• _AVAILABLE RECORDS_

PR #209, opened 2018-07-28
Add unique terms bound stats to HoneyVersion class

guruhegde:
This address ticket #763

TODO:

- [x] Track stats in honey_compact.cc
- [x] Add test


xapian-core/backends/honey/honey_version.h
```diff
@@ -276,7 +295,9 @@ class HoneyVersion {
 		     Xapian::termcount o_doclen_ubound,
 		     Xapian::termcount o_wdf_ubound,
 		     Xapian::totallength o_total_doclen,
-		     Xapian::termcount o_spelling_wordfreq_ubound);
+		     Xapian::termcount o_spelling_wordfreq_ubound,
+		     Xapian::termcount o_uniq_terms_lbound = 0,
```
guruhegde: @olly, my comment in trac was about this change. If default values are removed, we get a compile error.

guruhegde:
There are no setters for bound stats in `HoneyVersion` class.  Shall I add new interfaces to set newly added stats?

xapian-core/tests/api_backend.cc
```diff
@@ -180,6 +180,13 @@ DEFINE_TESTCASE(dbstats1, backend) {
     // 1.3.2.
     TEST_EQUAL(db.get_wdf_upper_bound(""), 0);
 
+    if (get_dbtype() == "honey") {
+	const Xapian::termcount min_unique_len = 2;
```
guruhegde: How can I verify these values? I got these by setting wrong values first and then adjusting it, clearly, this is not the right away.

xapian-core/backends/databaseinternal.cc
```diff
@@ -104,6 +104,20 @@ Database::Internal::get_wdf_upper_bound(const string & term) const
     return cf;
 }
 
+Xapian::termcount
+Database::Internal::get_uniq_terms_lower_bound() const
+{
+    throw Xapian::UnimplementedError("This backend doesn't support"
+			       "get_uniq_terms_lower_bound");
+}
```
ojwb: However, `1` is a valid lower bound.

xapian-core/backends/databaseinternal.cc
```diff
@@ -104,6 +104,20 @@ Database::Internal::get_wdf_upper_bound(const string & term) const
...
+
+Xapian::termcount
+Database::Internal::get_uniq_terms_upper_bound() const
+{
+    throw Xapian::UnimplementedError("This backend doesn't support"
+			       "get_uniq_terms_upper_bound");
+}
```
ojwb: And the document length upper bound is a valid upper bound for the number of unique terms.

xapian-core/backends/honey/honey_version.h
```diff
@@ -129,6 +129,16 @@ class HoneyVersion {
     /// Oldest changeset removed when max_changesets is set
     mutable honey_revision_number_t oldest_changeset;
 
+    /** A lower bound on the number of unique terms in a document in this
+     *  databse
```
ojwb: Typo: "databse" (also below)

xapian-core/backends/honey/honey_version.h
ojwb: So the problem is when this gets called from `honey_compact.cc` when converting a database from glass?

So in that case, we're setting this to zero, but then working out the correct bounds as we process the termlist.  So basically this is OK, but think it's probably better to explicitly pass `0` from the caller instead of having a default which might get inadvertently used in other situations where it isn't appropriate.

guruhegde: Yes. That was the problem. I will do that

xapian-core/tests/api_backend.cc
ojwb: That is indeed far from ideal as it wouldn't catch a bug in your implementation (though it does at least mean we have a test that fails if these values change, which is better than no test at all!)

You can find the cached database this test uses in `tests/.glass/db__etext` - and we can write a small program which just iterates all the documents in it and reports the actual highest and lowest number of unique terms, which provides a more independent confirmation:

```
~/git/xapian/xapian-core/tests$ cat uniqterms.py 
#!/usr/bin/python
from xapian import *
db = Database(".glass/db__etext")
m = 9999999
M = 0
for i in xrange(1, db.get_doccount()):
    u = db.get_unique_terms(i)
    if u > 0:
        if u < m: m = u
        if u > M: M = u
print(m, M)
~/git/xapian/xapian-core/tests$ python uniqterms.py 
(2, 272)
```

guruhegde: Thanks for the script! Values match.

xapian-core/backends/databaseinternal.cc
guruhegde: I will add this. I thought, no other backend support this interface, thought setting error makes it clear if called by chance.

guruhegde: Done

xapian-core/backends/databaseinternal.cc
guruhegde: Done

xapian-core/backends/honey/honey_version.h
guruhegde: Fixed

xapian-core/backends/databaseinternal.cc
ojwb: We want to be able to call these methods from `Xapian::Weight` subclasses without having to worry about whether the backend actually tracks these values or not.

==

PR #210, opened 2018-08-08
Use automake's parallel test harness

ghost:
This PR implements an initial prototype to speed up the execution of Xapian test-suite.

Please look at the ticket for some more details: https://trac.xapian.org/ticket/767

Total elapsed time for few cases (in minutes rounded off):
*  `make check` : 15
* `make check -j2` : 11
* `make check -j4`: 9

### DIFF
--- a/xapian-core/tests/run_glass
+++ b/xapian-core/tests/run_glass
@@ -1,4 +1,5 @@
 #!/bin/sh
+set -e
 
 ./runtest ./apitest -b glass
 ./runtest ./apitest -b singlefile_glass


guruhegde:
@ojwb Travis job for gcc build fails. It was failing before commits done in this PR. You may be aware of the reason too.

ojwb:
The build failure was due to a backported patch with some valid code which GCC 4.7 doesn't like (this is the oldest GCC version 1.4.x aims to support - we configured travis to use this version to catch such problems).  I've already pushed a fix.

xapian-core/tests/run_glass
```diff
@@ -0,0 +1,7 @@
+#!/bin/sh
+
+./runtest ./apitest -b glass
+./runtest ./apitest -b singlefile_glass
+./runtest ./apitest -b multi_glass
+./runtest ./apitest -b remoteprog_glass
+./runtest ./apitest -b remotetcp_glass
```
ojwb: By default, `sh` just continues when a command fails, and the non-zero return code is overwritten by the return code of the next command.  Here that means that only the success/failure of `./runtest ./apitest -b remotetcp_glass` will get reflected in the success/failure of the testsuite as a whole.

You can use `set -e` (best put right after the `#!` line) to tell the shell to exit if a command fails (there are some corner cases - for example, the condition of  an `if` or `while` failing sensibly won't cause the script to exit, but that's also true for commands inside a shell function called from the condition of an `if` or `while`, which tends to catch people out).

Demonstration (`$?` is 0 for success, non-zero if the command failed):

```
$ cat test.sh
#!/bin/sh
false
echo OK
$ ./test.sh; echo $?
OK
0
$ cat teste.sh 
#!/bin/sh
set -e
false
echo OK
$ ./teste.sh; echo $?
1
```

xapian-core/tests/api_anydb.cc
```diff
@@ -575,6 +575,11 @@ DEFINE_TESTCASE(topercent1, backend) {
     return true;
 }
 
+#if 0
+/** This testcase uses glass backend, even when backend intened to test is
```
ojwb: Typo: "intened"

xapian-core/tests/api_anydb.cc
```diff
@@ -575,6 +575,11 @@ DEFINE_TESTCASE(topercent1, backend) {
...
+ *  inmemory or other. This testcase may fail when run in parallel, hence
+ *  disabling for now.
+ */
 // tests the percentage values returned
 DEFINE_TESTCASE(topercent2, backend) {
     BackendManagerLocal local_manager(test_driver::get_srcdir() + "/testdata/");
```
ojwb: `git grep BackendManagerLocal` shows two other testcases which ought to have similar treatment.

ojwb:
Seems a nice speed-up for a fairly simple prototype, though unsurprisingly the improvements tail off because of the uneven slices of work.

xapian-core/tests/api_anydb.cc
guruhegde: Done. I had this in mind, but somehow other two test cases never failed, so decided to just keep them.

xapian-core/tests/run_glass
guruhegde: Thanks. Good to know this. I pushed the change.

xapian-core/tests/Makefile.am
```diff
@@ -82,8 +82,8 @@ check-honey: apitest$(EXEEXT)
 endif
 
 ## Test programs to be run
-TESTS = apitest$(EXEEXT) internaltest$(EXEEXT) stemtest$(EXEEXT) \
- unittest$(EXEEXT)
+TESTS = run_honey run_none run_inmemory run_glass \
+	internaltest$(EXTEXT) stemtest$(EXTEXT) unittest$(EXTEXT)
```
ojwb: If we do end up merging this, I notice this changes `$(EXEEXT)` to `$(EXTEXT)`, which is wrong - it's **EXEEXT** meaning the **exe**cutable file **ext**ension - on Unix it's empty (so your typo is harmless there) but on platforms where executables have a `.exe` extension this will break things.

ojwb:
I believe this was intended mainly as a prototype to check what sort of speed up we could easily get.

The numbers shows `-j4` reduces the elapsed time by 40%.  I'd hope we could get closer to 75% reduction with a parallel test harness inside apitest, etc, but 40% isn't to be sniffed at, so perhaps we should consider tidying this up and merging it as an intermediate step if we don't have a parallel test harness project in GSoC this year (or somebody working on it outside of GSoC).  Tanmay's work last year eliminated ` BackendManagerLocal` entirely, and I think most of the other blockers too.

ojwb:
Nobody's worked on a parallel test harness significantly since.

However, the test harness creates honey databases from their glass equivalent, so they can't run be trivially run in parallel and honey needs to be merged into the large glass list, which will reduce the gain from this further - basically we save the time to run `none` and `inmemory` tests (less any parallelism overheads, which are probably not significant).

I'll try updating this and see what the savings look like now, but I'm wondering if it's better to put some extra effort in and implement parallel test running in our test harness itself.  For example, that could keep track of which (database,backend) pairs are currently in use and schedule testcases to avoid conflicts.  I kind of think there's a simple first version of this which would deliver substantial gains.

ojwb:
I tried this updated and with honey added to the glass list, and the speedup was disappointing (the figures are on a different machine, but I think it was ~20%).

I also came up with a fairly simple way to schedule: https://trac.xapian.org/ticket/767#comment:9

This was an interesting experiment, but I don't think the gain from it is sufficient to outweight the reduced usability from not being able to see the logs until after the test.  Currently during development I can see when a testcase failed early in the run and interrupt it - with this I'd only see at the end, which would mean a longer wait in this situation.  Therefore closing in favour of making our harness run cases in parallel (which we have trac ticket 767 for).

--

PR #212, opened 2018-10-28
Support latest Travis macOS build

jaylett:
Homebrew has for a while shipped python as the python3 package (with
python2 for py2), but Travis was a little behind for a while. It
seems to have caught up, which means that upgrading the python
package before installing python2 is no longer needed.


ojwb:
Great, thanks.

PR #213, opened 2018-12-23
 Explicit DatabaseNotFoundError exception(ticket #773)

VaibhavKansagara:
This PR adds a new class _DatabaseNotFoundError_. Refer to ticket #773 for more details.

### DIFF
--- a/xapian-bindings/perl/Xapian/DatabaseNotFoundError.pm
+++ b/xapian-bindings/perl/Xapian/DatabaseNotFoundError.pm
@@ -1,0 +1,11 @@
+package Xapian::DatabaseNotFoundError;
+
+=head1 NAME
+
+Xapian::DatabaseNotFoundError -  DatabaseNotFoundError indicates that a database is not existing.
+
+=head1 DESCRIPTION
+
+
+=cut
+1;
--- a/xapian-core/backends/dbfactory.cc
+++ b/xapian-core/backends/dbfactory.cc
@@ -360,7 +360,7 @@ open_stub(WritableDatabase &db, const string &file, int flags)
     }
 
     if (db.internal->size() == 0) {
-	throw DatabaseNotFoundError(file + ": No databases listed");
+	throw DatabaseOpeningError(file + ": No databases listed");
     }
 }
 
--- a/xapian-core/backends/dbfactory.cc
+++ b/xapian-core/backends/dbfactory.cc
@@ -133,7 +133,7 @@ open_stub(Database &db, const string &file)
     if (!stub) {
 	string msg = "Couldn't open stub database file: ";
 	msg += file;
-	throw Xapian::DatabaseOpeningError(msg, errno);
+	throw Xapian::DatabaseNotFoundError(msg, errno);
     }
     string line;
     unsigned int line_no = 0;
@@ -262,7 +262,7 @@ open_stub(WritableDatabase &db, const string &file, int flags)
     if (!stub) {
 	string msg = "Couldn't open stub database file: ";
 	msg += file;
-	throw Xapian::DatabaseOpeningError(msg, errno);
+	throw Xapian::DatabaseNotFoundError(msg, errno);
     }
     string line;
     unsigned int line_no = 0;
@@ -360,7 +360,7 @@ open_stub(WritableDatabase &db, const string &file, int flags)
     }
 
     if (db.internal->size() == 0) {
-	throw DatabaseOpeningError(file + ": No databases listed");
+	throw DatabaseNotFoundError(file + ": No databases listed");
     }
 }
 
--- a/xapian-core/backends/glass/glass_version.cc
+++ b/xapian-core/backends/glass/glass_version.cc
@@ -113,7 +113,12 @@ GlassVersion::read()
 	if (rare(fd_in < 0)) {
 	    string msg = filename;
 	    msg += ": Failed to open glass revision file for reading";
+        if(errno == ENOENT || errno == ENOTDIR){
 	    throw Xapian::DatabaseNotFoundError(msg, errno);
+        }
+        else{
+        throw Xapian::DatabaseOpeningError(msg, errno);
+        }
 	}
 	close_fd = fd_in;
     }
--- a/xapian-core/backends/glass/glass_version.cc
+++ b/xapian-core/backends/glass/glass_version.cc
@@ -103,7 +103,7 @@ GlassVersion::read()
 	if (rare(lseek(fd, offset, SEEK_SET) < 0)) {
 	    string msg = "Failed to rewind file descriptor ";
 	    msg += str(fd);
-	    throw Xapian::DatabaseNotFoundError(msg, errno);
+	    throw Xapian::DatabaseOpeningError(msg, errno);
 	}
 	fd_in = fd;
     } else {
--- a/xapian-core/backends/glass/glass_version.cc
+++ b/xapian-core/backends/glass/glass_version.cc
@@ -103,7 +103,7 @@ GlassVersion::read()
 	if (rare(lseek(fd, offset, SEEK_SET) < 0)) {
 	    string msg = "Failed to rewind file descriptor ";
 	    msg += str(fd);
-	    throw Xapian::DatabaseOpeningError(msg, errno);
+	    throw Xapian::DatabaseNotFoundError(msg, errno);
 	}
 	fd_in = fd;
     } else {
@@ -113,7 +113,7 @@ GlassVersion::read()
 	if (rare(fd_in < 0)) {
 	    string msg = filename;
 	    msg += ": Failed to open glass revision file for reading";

• _WHAT YOU ARE ASKED TO DO_
Tell how many lines in the records above carry the word "keep". Only the number should appear in the reply.

• _SOLUTION_
2